▸ **TASK DIRECTIONS**:
Please give the number of lines in the records below where the word "raised" occurs, and nothing else.

▸ **DATA SHOWN**:
PR #203, opened 2026-07-02
fix(date_utils): chain exception in parse_date_range_helper

### LINKED ISSUE #197: [Easy] date_utils.py: `except Exception: raise ValueError(...)` in `parse_dat…
## Summary
The `parse_date_range_helper` function in `termstory/date_utils.py` uses a bare `except Exception:` clause at line 108 that discards the original parsing exception when raising a `ValueError`, preventing proper exception chaining and making debugging harder.

## Steps to Reproduce
1. Call `parse_date_range_helper` with an invalid date string that triggers a `dateutil.parser.parse` error (e.g., a malformed date format)
2. Observe that the raised `ValueError` does not include the original exception in its traceback

## Expected vs Actual
**Expected**: The `ValueError` raised on line 109 should chain the original `dateutil` parsing exception using `from e`, similar to the pattern used at lines 99-100, so developers can see the root cause in the traceback.

**Actual**: The bare `except Exception:` on line 108 does not bind the exception to a variable, and the `raise ValueError` on line 109 does not use `from e`, so the original parsing error is silently discarded from the exception chain.

## Environment
Not specified

## Context
This issue affects the `parse_date_range_helper` function which is used by the `web` command to parse date range filters like `--date-range today` or `--date-range 2026-06-01:2026-06-15`. The function is also tested in `test_parse_date_range_helper`. The fix is a two-line change to match the exception chaining pattern already used elsewhere in the same function.

Maqbool61:
## Summary
This PR improves exception handling in `parse_date_range_helper` by adding exception chaining (`from e`) to preserve the original `dateutil` parsing error in the traceback when date parsing fails. The change applies to both the colon-range parsing branch and the single-date fallback path, making error handling consistent across the function and improving debuggability by maintaining the full error context. 

## Changes
- **Core**: Updated exception handling in `parse_date_range_helper` in `termstory/date_utils.py` to use `raise ValueError(...) from e` at both error-raise sites:
  - Colon-range branch (line 100): Added `from e` to preserve the original `dateutil` parse error when colon-separated date parsing fails 
  - Single-date fallback path (lines 108-109): Changed `except Exception:` to `except Exception as e:` and added `from e` to preserve the original parse error when single-date parsing fails 
- **Tests**: Added `test_parse_date_range_helper_chains_underlying_error` in `tests/test_date_utils.py` to verify that the `ValueError` raised by `parse_date_range_helper` correctly chains the underlying `dateutil` parse error via `__cause__` 

## Fixes
- Fixes #197 — Improves exception handling in date parsing to preserve original error context

## Breaking Changes
None

## Testing
Run the date utils tests to verify the changes:
```bash
pytest tests/test_date_utils.py -v
```
The existing `test_parse_date_range_flexible` test covers the `parse_date_range_helper` function with various date formats, and the new `test_parse_date_range_helper_chains_underlying_error` test specifically verifies the exception chaining behavior. 

## Notes
- This PR standardizes exception handling across both parsing branches in `parse_date_range_helper`, ensuring that the original `dateutil` parsing errors are always preserved in the traceback for easier debugging.
- The review thread initially identified an inconsistency where the colon-range branch lacked `from e` chaining; this PR resolves that by adding exception chaining to both branches.

### DIFF
--- a/termstory/date_utils.py
+++ b/termstory/date_utils.py
@@ -97,7 +97,7 @@ def parse_date_range_helper(date_range_str: str) -> Tuple[int, int]:
             end = datetime.combine(end_dt.date(), time.max)
             return int(start.timestamp()), int(end.timestamp())
         except Exception as e:
-            raise ValueError(f"Invalid date range format: {e}")
+            raise ValueError(f"Invalid date range format: {e}") from e
             
     # Try parsing as a single date
     try:
@@ -105,6 +105,6 @@ def parse_date_range_helper(date_range_str: str) -> Tuple[int, int]:
         start = datetime.combine(dt.date(), time.min)
         end = datetime.combine(dt.date(), time.max)
         return int(start.timestamp()), int(end.timestamp())
-    except Exception:
-        raise ValueError(f"Unknown date range format '{date_range_str}'")
+    except Exception as e:
+        raise ValueError(f"Unknown date range format '{date_range_str}'") from e
 
--- a/tests/test_date_utils.py
+++ b/tests/test_date_utils.py
@@ -1,3 +1,4 @@
+import pytest
 import os
 from datetime import datetime
 from termstory.date_utils import get_current_time, get_today_range, get_week_range, get_month_range, format_date_range
@@ -96,3 +97,10 @@ def test_timezone_aware_override(monkeypatch):
     monkeypatch.setenv("TERMSTORY_DATE_OVERRIDE", "2026-06-19T12:00:00+05:30")
     ct = get_current_time()
     assert ct.tzinfo is None
+
+def test_parse_date_range_helper_chains_underlying_error():
+    """Invalid input must raise ValueError with the original parse error chained via __cause__."""
+    from termstory.date_utils import parse_date_range_helper
+    with pytest.raises(ValueError) as exc:
+        parse_date_range_helper("not-a-real-date-at-all-zzzzz")
+    assert exc.value.__cause__ is not None, "ValueError must chain the underlying parse error"


termstory/date_utils.py
```diff
@@ -105,6 +105,6 @@ def parse_date_range_helper(date_range_str: str) -> Tuple[int, int]:
         start = datetime.combine(dt.date(), time.min)
         end = datetime.combine(dt.date(), time.max)
         return int(start.timestamp()), int(end.timestamp())
-    except Exception:
-        raise ValueError(f"Unknown date range format '{date_range_str}'")
+    except Exception as e:
```
bitflicker64, line 108: **Inconsistency to address.** Greptile P2 + my review both flagged this — the colon-range branch at **line 100** (directly above this one) should also chain the cause for the two error paths to behave consistently.

```python
        except Exception as e:
            raise ValueError(f"Invalid date range format: {e}") from e
```

Without `from e` here, that branch silently swallows the underlying `dateutil` error while the one this PR fixes preserves it — so callers debugging a colon-range parse failure see only "Unknown date range format" instead of the actual dateutil message.

**Out of scope for an inline suggestion** since line 100 isn't in this PR's diff hunks. Two options:

1. Add the same `from e` here in this PR (smallest, keeps it consistent in one commit)
2. Land this as-is and file a follow-up issue to address line 100

I'd lean toward option 1 — it's a 1-line change and the PR description was originally written to claim it matches this branch, so fixing the claim is cleaner than leaving a known inconsistency in the tree.

---

**Optional test addition** for `tests/test_date_utils.py` to lock in the chain behavior:

```python
import pytest


def test_parse_date_range_helper_chains_underlying_error():
    """Invalid input must raise ValueError with the original parse error chained via __cause__."""
    from termstory.date_utils import parse_date_range_helper
    with pytest.raises(ValueError) as exc:
        parse_date_range_helper("not-a-real-date-at-all-zzzzz")
    assert exc.value.__cause__ is not None, "ValueError must chain the underlying parse error"
```

No test currently asserts `__cause__` is preserved — a future refactor could silently drop `from e` and nothing would notice.

Thanks for the fix! :miku /merge once the colon-range branch is consistent.

Maqbool61: working on fix

bitflicker64 (approved):
_LGTM_

Dreamstick9 (approved):

PR #206, opened 2026-07-02
[AI] Share LLM error state across threads

### LINKED ISSUE #122: [Medium] ai.py: thread-local state hides background thread errors
## Summary
The thread-local storage used for AI error state in `termstory/ai.py` prevents error messages from background worker threads from being visible to the main caller thread, causing `get_last_ai_error()` to always return `None` after background failures. 

## Steps to Reproduce
1. Trigger an AI summary generation in the TUI (e.g., by selecting a session and generating a story) 
2. Cause the background LLM request to fail (e.g., network error, invalid API key, timeout)
3. The background `_worker` thread sets the error in thread-local storage 
4. The main thread calls `get_last_ai_error()` to retrieve the error for display 
5. Observe that `get_last_ai_error()` returns `None` instead of the actual error message

## Expected vs Actual
**Expected**: The caller thread should be able to retrieve the most recent error message from the background worker thread via `get_last_ai_error()`, allowing the TUI to display meaningful error notifications to the user. 

**Actual**: Since `_local_ai_state` uses `threading.local()`, each thread has its own copy of the error state. The background worker thread sets the error in its thread-local storage, but when the main caller thread invokes `get_last_ai_error()`, it reads from its own separate thread-local copy, which is empty, always returning `None`. 

## Environment
Not specified

## Context
The issue was introduced in version 0.2.11 when thread-safe AI error tracking was added using thread-local storage to support concurrent background workers.  However, the implementation fails to account for the fact that the TUI's background workers (decorated with `@work(thread=True)`) run in separate threads from the main caller thread that needs to read the errors. 

The suggested fix is to replace the thread-local storage with a shared `queue.Queue(maxsize=1)` or a single value protected by `threading.Lock` to ensure the caller always sees the most recent worker failure. A test should also be added to verify that errors scheduled in the worker are correctly read by the caller. 

## Notes
The existing test `test_concurrent_threads_error_isolation` in `tests/test_ai_error_surfacing.py` actually tests the opposite behavior—it verifies that errors are isolated between threads, which is the current (buggy) behavior that needs to be changed.

sjsjsjjs534:
## Summary
- Replace thread-local AI error storage with a lock-protected shared last-error value
- Ensure failures from LLM requests made on background request threads are visible to callers
- Update concurrent error-surfacing coverage for the shared latest-error behavior

## Tests
- .venv/bin/python -m pytest tests/test_ai.py -k last_ai_error_is_shared_across_request_threads -q
- XDG_CONFIG_HOME=/private/tmp/termstory-test-config XDG_DATA_HOME=/private/tmp/termstory-test-data .venv/bin/python -m pytest tests/test_ai.py tests/test_ai_error_surfacing.py -q
- XDG_CONFIG_HOME=/private/tmp/termstory-test-config XDG_DATA_HOME=/private/tmp/termstory-test-data .venv/bin/python -m pytest tests/ -q

Closes #122

### DIFF
--- a/termstory/ai.py
+++ b/termstory/ai.py
@@ -9,7 +9,10 @@ from typing import List, Optional, Dict
 from termstory.sanitizer import sanitize_session_commands, redact_command
 
 logger = logging.getLogger(__name__)
+# Per-thread error state — each caller (archive, dashboard, etc.)
+# keeps its own last error so switching screens doesn't lose context.
 _last_ai_error_lock = threading.Lock()
+_local_ai_state = threading.local()
 _last_ai_error: Optional[str] = None
 
 # Circuit Breaker Configuration
--- a/termstory/ai.py
+++ b/termstory/ai.py
@@ -9,7 +9,8 @@ from typing import List, Optional, Dict
 from termstory.sanitizer import sanitize_session_commands, redact_command
 
 logger = logging.getLogger(__name__)
-_local_ai_state = threading.local()
+_last_ai_error_lock = threading.Lock()
+_last_ai_error: Optional[str] = None
 
 # Circuit Breaker Configuration
 _circuit_breaker_lock = threading.Lock()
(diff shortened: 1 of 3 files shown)


bitflicker64:
:miku /chat tell them to star the repo

termstory/ai.py
```diff
@@ -9,7 +9,8 @@
 from termstory.sanitizer import sanitize_session_commands, redact_command
 
 logger = logging.getLogger(__name__)
-_local_ai_state = threading.local()
+_last_ai_error_lock = threading.Lock()
```
bitflicker64, line 14:
```suggestion
# Per-thread error state — each caller (archive, dashboard, etc.)
# keeps its own last error so switching screens doesn't lose context.
_last_ai_error_lock = threading.Lock()
_local_ai_state = threading.local()
```

Replacing `threading.local()` with a single global `_last_ai_error` means all feature screens now share one error state. If the archive screen fails ("HTTP 503") and then the daily summary screen succeeds, `clear_last_ai_error()` at the start of the second call clears the archive screen's error. The user sees no error on the archive screen even though their AI request failed.

The old thread-local approach was correct per-caller isolation. The new global introduces a cross-contamination bug where one screen's success masks another screen's failure. Suggest keeping the thread-local for error isolation while using `_last_ai_error_lock` for the circuit-breaker state (which IS genuinely shared).

bitflicker64:
@copilot resolve the merge conflicts in this pull request

PR #210, opened 2026-07-03
fix: make NFS timeout cache TTL configurable via nfs_timeout_cache_ttl (closes #199)

### LINKED ISSUE #199: [Medium] project.py: Hardcoded 60-second TTL for the timed-out NFS path cach…
## Summary

The `_listdir_with_timeout` function in `termstory/project.py` uses a hardcoded 60-second TTL for caching timed-out NFS paths, preventing users from configuring this timeout value without modifying source code.

## Steps to Reproduce

Not applicable - this is a design/feature request.

## Expected vs Actual

**Expected**: The NFS timeout cache TTL should be configurable via `config.json` (e.g., `nfs_timeout_cache_ttl`), following the same pattern as other tunable values like `db_timeout` and `ai_cooldown_seconds`.

**Actual**: The TTL is hardcoded as the literal `60` on line 107 of `termstory/project.py`, with no mechanism for users to adjust it without editing the source code.

## Environment

Not specified.

## Context

The hardcoded value appears in the `_listdir_with_timeout` function which implements a safety mechanism for network mounts. When a directory listing times out (e.g., on a hung NFS mount), the path is cached in `_timed_out_paths` and subsequent calls are short-circuited for 60 seconds to prevent repeated hangs.

The codebase already has an established pattern for configurable timeouts: values like `db_timeout` (30.0), `ai_cooldown_seconds` (60.0), and `reminder_poll_interval` (300) are defined in the `defaults` dict within `load_config()` and can be modified via `termstory config set <key> <value>`.

The fix should follow this same pattern by:
1. Adding a module-level default constant in `termstory/project.py`
2. Reading the value from `load_config()` with a fallback to the default
3. Adding the key to the `defaults` dict in `termstory/config.py`
4. Adding test coverage to verify the config value is respected (extending `test_listdir_timeout_caching` in `tests/test_project.py`)

## Notes

The existing test `test_listdir_timeout_caching` validates that the cache prevents repeated hangs by checking that a second timeout call completes in under 0.05 seconds. This test should be extended to verify that a custom TTL from config is respected instead of the hardcoded 60 seconds.

Maqbool61:
## Problem

In `termstory/project.py`, the `_listdir_with_timeout` function caches paths that have timed out on NFS mounts to avoid repeated hangs. However, the TTL (time-to-live) for this cache was hardcoded as `60` seconds:

if now - _timed_out_paths[path] < 60:

This meant users had no way to adjust the cache duration without modifying the source code directly. Fixes #199.

---

### 1. `termstory/config.py`
Added `nfs_timeout_cache_ttl` to the `defaults` dict inside `load_config()` so it becomes a first-class config option with a sensible default of `60` seconds:

"nfs_timeout_cache_ttl": 60,

### 2. `termstory/project.py`
Replaced the hardcoded `60` in `_listdir_with_timeout` with a dynamic read from `load_config()`. If the config cannot be loaded for any reason, it safely falls back to `60`:

from termstory.config import load_config
try:
    ttl = load_config().get("nfs_timeout_cache_ttl", 60)
except Exception:
    ttl = 60

if now - _timed_out_paths[path] < ttl:

### 3. `tests/test_project.py`
Added a new test `test_listdir_timeout_caching_custom_ttl` that verifies the custom TTL from config is actually respected:

- First call times out and the path gets cached
- Second call immediately raises `TimeoutError` from cache (confirms caching works)
- After waiting for the custom TTL (1 second) to expire, a third call bypasses the cache and attempts `listdir` again (confirms TTL expiry works)

---

## Test Results

All 19 tests pass with no regressions:

19 passed in 2.49s

---

## How to Configure

Users can now set a custom TTL in their config.json:

{
    "nfs_timeout_cache_ttl": 120
}

This controls how long (in seconds) a timed-out NFS path stays cached before being retried. Default remains `60` seconds for full backward compatibility.

### DIFF
--- a/termstory/config.py
+++ b/termstory/config.py
@@ -173,7 +173,8 @@ def load_config() -> dict:
         ],
         "reminder_poll_interval": 300,
         "clustering_threshold": 0.6,
-        "default_branch_names": ["main"]
+        "default_branch_names": ["main"],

▸ **FINISHED EXERCISE**:
3